Aber alles war umsonst. Jetzt war ich überzeugt, daß sie sich weder im
Zimmer noch im Ankleideraum aufhielt, dessen Tür von außen versperrt
war. Ich war völlig verwirrt. Hatte Carmilla etwa einen jener Geheimgänge
entdeckt, die nach Aussage der alten Haushälterin früher existiert
hatten, deren genaue Lage aber niemand mehr kannte? Nun, so verblüfft wir
im Augenblick waren - binnen kurzem würde sich gewiß alles aufklären. Es war jetzt nach vier Uhr morgens, und ich zog es vor,
solange es noch dunkel war, in Madames Zimmer zu bleiben. Aber auch das
Tageslicht brachte uns der Lösung des Rätsels nicht näher. Der ganze Haushalt, mein Vater an der Spitze, war am nächsten
Morgen in Aufruhr. Das Schloß wurde genau durchsucht, desgleichen die nähere
Umgebung. Von der vermißten jungen Dame keine Spur. Man schickte sich an,
den Fluß nach ihr abzusuchen. Mein Vater war verzweifelt. Was sollte er
der Mutter des armen Mädchens bei ihrer Rückkehr sagen? Auch ich war außer
mir, wenngleich mein Kummer ganz anderer Art war. Der Vormittag verging in Sorge und Aufregung. Es war jetzt
ein Uhr, und noch immer hatten wir keine Nachricht. Ich ging hinauf in
Carmillas Zimmer - und sah sie vor ihrer Frisierkommode stehen! Ich traute
meinen Augen nicht. Schweigend hob sie die Hand und winkte mich zu sich.

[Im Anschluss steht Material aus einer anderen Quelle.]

PR #4550, opened 2023-01-05
Add preload of jemalloc library to spectre script

kidder:
### Code review checklist

  Then open `index.html`.
  `new feature` if appropriate.

### DIFF
--- a/cmake/SpectreSetupPythonPackage.cmake
+++ b/cmake/SpectreSetupPythonPackage.cmake
@@ -33,6 +33,10 @@ configure_or_symlink_py_file(
 )
 # Also link the main entry point to bin/
 set(PYTHON_SCRIPT_LOCATION "spectre")
+set(JEMALLOC_PRELOAD "")
+if(BUILD_PYTHON_BINDINGS AND "${JEMALLOC_LIB_TYPE}" STREQUAL SHARED)
+  set(JEMALLOC_PRELOAD "LD_PRELOAD=\${LD_PRELOAD}\${LD_PRELOAD:+:}${JEMALLOC_LIBRARIES}")
+endif()
 configure_file(
   "${CMAKE_SOURCE_DIR}/cmake/SpectrePythonExecutable.sh"
   "${CMAKE_BINARY_DIR}/tmp/spectre")
--- a/cmake/SpectrePythonExecutable.sh
+++ b/cmake/SpectrePythonExecutable.sh
@@ -3,5 +3,5 @@
 # Distributed under the MIT License.
 # See LICENSE.txt for details.
 
-PYTHONPATH="@PYTHONPATH@" @Python_EXECUTABLE@ \
+PYTHONPATH="@PYTHONPATH@" @JEMALLOC_PRELOAD@ @Python_EXECUTABLE@ \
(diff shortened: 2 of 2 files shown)


cmake/SpectreSetupPythonPackage.cmake
```diff
@@ -33,6 +33,10 @@ configure_or_symlink_py_file(
 )
 # Also link the main entry point to bin/
 set(PYTHON_SCRIPT_LOCATION "spectre")
+set(JEMALLOC_PRELOAD "")
+if(BUILD_PYTHON_BINDINGS AND "${JEMALLOC_LIB_TYPE}" STREQUAL SHARED)
+  set(JEMALLOC_PRELOAD "LD_PRELOAD=${JEMALLOC_LIBRARIES}")
```
nilsdeppe: Not for this PR, but my general education... @wthrowe would there be issues here if someone did `LD_PRELOAD=... ./bin/specter ...` where either our or the user's `LD_PRELOAD` is overwritten/ignored?

nilsdeppe (dismissed):

nilsvu (dismissed):

cmake/SpectreSetupPythonPackage.cmake
wthrowe: This will overwrite any preexisting value, so if anyone is relying on that it could cause problems.  Properly adding to these colon-separated values is annoying.  I think the most correct thing would be `LD_PRELOAD=${LD_PRELOAD}${LD_PRELOAD:+:}new_lib`.  That middle thing can be read as "Look at `LD_PRELOAD`, and, treating unset as empty (`:`), if it is not empty then substitute (`+`) the string `:`."

I'm not sure whether prepending or appending is correct here.  The above appends, prepending can be done by reversing the order of the three sections.

kidder: squashed a change to append if LD_PRELOAD is defined

cmake/SpectreSetupPythonPackage.cmake
```diff
@@ -33,6 +33,14 @@ configure_or_symlink_py_file(
 )
 # Also link the main entry point to bin/
 set(PYTHON_SCRIPT_LOCATION "spectre")
+set(JEMALLOC_PRELOAD "")
+if(BUILD_PYTHON_BINDINGS AND "${JEMALLOC_LIB_TYPE}" STREQUAL SHARED)
+  if(DEFINED ENV{LD_PRELOAD})
```
wthrowe: I'd be OK with the old version that didn't respect LD_PRELOAD at all, but if you are going to respect it you need to use the value in the script's environment, not cmake's environmment.

wthrowe (changes requested):

cmake/SpectreSetupPythonPackage.cmake
kidder: ah okay; squashed and pushed again...

nilsdeppe (commented):
@wthrowe just merge whenever you're happy! I don't think @nilsvu and I need to re-approve this PR... It's small enough :)

wthrowe (approved):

Ihr Gesicht verriet schreckliche Angst. In einem Freudentaumel rannte ich zu ihr. Wieder und
wieder küßte und umarmte ich sie. Dann lief ich zur Klingel und läutete
mit aller Kraft, um Leute herbeizurufen und meinem Vater sofort die gute
Nachricht überbringen zu lassen. "Liebste Carmilla, was ist geschehen? Wir haben uns
zu Tode geängstigt!" rief ich. "Wo warst du nur die ganze Zeit?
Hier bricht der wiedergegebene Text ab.